■ PROBLEM DESCRIPTION ■
Within the entries below, find each line containing the word "haiku" and copy it.

BEGIN

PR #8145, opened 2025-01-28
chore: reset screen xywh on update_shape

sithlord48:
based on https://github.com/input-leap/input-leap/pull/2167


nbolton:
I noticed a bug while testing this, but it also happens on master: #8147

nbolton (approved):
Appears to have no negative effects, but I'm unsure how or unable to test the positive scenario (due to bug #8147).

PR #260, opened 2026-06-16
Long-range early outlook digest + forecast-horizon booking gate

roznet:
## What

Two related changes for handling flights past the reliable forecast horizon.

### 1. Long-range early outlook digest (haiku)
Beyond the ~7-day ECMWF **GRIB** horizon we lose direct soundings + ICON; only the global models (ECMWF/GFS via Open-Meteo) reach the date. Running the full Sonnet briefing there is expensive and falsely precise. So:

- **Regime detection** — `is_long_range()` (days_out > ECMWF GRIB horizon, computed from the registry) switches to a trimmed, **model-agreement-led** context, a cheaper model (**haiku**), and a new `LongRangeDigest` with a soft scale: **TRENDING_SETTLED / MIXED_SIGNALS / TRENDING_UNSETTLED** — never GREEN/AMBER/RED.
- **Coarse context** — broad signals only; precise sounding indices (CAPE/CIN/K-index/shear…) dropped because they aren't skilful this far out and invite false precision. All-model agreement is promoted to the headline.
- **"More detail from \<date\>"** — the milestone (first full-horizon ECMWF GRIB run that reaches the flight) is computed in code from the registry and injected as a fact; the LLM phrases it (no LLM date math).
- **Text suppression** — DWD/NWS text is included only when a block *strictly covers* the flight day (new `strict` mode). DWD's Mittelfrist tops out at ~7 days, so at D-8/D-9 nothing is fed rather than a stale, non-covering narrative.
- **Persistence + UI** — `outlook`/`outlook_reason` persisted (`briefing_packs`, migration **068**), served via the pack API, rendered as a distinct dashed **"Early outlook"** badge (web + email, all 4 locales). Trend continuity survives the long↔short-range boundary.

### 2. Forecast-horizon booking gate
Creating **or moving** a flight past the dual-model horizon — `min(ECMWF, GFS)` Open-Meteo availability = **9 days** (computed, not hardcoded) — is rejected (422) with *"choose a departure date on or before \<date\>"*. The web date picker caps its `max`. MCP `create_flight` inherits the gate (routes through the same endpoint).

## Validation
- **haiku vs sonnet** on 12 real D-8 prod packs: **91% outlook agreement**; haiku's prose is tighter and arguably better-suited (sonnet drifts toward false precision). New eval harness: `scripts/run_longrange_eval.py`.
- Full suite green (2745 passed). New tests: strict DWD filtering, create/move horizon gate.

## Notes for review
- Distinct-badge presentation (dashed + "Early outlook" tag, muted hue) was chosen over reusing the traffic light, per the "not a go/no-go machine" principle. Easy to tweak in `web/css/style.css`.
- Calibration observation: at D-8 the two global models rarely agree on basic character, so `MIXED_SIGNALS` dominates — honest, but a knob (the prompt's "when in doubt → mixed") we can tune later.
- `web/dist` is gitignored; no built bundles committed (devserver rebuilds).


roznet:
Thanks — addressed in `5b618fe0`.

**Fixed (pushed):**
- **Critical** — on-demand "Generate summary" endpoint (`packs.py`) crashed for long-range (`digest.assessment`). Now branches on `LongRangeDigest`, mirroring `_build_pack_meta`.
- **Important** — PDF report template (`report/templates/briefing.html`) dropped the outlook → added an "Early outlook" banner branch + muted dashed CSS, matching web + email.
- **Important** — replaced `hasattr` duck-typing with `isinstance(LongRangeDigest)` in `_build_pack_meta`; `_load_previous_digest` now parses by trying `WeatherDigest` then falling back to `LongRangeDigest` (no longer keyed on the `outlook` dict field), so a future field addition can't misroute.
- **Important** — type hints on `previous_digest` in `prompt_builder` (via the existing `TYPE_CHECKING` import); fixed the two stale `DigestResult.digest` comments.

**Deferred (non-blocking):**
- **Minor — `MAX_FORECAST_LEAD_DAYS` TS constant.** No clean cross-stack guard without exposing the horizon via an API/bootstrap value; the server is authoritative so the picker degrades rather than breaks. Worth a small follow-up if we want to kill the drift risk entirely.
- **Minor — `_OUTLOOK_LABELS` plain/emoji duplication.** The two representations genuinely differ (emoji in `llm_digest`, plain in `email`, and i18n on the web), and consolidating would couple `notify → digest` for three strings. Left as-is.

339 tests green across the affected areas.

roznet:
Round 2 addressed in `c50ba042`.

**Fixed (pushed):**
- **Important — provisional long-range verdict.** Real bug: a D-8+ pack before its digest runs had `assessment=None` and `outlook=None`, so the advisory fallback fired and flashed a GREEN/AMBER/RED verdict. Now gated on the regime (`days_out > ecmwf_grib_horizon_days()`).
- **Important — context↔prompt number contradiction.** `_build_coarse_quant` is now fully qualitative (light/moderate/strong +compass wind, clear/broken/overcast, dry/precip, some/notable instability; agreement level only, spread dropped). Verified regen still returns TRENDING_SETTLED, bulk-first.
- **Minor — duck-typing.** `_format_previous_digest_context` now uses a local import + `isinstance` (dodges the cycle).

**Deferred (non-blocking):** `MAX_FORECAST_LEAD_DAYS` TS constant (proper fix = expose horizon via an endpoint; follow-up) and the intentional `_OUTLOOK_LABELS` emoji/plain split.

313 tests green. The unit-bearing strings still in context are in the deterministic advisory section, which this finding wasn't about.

END

■ TASK RESULT ■
### 1. Long-range early outlook digest (haiku)
- **Regime detection** — `is_long_range()` (days_out > ECMWF GRIB horizon, computed from the registry) switches to a trimmed, **model-agreement-led** context, a cheaper model (**haiku**), and a new `LongRangeDigest` with a soft scale: **TRENDING_SETTLED / MIXED_SIGNALS / TRENDING_UNSETTLED** — never GREEN/AMBER/RED.
- **haiku vs sonnet** on 12 real D-8 prod packs: **91% outlook agreement**; haiku's prose is tighter and arguably better-suited (sonnet drifts toward false precision). New eval harness: `scripts/run_longrange_eval.py`.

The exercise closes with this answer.